▶ **What this task involves**: Across all the records, filter for lines with the word "priv" and copy them.

▶ **Exercise data**:
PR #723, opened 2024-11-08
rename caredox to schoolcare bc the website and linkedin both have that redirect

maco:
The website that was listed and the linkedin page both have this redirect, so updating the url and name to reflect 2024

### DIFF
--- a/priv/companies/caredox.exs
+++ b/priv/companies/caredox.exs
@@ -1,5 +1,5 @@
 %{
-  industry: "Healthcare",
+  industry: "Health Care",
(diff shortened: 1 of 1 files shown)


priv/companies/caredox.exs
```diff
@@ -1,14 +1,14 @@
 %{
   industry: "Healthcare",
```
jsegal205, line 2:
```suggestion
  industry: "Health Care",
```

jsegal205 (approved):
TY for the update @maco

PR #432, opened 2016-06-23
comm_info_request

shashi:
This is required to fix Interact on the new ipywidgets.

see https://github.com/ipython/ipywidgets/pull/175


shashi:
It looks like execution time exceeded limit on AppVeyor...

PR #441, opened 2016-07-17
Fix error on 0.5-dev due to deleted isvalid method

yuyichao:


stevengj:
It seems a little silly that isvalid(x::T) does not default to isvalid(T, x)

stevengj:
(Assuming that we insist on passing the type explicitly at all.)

==

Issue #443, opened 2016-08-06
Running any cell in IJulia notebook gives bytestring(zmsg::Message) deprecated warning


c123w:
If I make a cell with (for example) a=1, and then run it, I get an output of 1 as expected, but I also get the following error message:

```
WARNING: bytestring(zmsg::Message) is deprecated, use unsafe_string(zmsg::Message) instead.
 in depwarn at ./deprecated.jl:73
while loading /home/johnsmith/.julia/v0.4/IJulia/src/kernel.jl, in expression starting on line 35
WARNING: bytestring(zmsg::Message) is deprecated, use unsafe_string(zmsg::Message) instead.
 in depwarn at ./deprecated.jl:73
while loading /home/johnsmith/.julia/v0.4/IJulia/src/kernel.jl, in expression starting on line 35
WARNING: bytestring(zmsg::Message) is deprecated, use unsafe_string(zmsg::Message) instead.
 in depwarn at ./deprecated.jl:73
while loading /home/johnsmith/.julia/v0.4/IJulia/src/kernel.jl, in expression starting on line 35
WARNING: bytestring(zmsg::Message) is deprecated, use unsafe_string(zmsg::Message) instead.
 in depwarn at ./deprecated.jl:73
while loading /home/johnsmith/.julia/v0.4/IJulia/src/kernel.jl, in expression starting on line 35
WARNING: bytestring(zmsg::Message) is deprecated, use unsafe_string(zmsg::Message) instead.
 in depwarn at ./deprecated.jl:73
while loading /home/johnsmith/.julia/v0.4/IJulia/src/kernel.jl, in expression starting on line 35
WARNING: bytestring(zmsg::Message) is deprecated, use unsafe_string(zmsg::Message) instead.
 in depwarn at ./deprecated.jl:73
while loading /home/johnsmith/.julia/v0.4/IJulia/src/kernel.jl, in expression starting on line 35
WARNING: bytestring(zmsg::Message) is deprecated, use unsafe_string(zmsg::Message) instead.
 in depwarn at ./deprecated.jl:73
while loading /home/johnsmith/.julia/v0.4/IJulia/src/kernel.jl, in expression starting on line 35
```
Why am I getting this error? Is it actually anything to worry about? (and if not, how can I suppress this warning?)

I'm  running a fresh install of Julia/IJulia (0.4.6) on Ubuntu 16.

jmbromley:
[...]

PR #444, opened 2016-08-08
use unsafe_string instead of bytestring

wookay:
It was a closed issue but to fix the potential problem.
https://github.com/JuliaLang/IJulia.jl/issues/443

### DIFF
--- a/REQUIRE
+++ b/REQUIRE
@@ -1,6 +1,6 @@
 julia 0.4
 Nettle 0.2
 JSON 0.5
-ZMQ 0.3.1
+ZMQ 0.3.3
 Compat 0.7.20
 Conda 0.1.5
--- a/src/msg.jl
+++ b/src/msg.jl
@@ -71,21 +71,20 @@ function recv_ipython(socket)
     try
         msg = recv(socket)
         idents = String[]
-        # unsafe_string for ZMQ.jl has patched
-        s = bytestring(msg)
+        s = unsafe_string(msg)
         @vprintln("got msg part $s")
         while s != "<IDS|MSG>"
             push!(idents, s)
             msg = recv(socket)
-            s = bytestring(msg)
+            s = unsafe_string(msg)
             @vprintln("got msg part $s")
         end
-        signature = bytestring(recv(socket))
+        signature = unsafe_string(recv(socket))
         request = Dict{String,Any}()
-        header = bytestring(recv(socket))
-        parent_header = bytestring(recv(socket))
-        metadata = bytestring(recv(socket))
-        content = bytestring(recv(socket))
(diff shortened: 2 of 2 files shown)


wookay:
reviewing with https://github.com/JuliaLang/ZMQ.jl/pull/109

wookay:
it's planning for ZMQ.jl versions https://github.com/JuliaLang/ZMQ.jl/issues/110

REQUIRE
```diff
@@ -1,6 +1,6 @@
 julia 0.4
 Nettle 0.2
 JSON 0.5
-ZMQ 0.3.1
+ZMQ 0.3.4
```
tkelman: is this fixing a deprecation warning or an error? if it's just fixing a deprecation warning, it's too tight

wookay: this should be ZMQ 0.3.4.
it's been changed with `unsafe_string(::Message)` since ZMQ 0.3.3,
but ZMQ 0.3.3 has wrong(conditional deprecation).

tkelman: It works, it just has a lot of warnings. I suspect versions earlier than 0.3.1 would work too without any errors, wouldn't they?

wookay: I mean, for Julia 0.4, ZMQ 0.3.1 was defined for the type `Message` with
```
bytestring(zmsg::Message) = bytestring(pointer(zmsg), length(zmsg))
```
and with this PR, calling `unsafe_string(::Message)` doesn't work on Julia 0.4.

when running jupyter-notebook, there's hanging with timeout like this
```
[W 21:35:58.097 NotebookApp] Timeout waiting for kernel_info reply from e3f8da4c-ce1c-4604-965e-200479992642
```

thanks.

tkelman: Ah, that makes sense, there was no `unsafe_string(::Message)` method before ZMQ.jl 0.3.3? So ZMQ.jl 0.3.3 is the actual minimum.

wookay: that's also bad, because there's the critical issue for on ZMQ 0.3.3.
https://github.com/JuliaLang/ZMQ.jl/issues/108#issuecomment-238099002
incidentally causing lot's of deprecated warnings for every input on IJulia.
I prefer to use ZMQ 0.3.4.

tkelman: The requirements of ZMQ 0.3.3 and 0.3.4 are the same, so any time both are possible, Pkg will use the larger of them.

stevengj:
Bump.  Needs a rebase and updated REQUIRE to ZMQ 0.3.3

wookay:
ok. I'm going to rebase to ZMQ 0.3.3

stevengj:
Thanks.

* * *

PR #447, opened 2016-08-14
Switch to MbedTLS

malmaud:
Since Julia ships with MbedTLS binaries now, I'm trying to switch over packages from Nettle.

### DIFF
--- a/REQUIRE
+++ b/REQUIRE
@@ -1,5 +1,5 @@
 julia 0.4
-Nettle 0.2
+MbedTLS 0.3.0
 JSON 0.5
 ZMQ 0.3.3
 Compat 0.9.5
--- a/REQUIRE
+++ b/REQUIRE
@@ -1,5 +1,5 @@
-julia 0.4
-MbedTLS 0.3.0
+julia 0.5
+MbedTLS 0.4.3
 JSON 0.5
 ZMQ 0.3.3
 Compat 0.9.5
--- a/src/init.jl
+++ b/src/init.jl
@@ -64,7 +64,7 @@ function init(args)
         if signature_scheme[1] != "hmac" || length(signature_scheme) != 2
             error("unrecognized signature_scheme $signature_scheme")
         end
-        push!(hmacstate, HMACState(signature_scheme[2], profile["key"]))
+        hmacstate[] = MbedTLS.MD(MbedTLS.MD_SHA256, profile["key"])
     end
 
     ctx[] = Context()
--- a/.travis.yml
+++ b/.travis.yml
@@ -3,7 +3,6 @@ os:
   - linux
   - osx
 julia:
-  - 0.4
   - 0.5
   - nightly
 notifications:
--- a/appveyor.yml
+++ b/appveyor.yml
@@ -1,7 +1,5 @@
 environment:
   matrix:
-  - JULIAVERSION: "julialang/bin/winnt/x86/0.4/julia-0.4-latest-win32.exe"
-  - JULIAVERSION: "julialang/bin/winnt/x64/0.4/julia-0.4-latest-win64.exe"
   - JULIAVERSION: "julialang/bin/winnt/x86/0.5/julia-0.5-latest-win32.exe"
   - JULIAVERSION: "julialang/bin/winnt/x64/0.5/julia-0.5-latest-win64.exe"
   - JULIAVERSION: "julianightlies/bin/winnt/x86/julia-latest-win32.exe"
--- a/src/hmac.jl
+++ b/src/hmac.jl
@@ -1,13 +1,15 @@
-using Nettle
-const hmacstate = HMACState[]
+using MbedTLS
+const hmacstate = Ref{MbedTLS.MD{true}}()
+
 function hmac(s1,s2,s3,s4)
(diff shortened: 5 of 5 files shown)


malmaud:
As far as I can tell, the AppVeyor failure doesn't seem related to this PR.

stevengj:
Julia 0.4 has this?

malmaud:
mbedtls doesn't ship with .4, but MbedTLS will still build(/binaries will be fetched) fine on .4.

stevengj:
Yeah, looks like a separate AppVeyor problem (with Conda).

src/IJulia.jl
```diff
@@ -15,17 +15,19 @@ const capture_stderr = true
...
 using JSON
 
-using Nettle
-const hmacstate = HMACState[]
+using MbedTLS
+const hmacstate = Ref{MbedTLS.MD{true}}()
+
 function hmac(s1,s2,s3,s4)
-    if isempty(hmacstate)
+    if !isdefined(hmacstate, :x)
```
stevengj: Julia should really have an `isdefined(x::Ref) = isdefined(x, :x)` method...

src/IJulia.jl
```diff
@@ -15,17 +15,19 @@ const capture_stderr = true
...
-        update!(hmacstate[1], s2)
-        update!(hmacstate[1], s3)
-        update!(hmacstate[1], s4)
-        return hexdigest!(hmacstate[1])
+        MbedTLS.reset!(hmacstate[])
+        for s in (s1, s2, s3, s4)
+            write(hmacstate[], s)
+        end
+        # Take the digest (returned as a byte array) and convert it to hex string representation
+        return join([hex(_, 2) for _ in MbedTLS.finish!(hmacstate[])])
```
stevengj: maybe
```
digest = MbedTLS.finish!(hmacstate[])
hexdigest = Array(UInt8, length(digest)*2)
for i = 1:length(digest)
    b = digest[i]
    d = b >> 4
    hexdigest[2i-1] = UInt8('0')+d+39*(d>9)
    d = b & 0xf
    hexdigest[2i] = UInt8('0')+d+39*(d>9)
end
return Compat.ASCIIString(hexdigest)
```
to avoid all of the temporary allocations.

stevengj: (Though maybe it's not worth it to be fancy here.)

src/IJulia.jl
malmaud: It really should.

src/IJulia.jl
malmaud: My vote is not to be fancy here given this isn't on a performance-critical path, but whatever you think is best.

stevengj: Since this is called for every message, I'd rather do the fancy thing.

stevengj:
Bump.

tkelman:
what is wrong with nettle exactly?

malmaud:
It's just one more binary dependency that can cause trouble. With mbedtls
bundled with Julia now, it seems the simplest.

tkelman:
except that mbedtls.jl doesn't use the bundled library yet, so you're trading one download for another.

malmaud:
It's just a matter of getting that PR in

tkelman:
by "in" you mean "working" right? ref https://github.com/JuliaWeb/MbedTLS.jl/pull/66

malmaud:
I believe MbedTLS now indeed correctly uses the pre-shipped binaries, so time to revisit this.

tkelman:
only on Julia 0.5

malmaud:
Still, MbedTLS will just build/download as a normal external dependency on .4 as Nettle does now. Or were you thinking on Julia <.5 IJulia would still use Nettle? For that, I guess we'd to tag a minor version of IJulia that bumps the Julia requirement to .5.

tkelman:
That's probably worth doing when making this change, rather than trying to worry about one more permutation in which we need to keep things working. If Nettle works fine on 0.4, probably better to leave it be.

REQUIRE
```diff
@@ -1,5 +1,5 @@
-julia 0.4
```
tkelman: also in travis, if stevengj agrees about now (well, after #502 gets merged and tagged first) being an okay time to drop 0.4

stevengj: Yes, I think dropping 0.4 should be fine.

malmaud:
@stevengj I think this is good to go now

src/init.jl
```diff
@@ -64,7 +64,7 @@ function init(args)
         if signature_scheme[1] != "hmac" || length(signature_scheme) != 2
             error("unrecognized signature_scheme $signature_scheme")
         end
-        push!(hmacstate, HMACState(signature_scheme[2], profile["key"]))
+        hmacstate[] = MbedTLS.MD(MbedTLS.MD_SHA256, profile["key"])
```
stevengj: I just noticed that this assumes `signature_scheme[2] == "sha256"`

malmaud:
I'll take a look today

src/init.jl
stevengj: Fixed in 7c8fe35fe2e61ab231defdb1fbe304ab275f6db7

▶ **Solution for this exercise**:
--- a/priv/companies/caredox.exs
+++ b/priv/companies/caredox.exs
priv/companies/caredox.exs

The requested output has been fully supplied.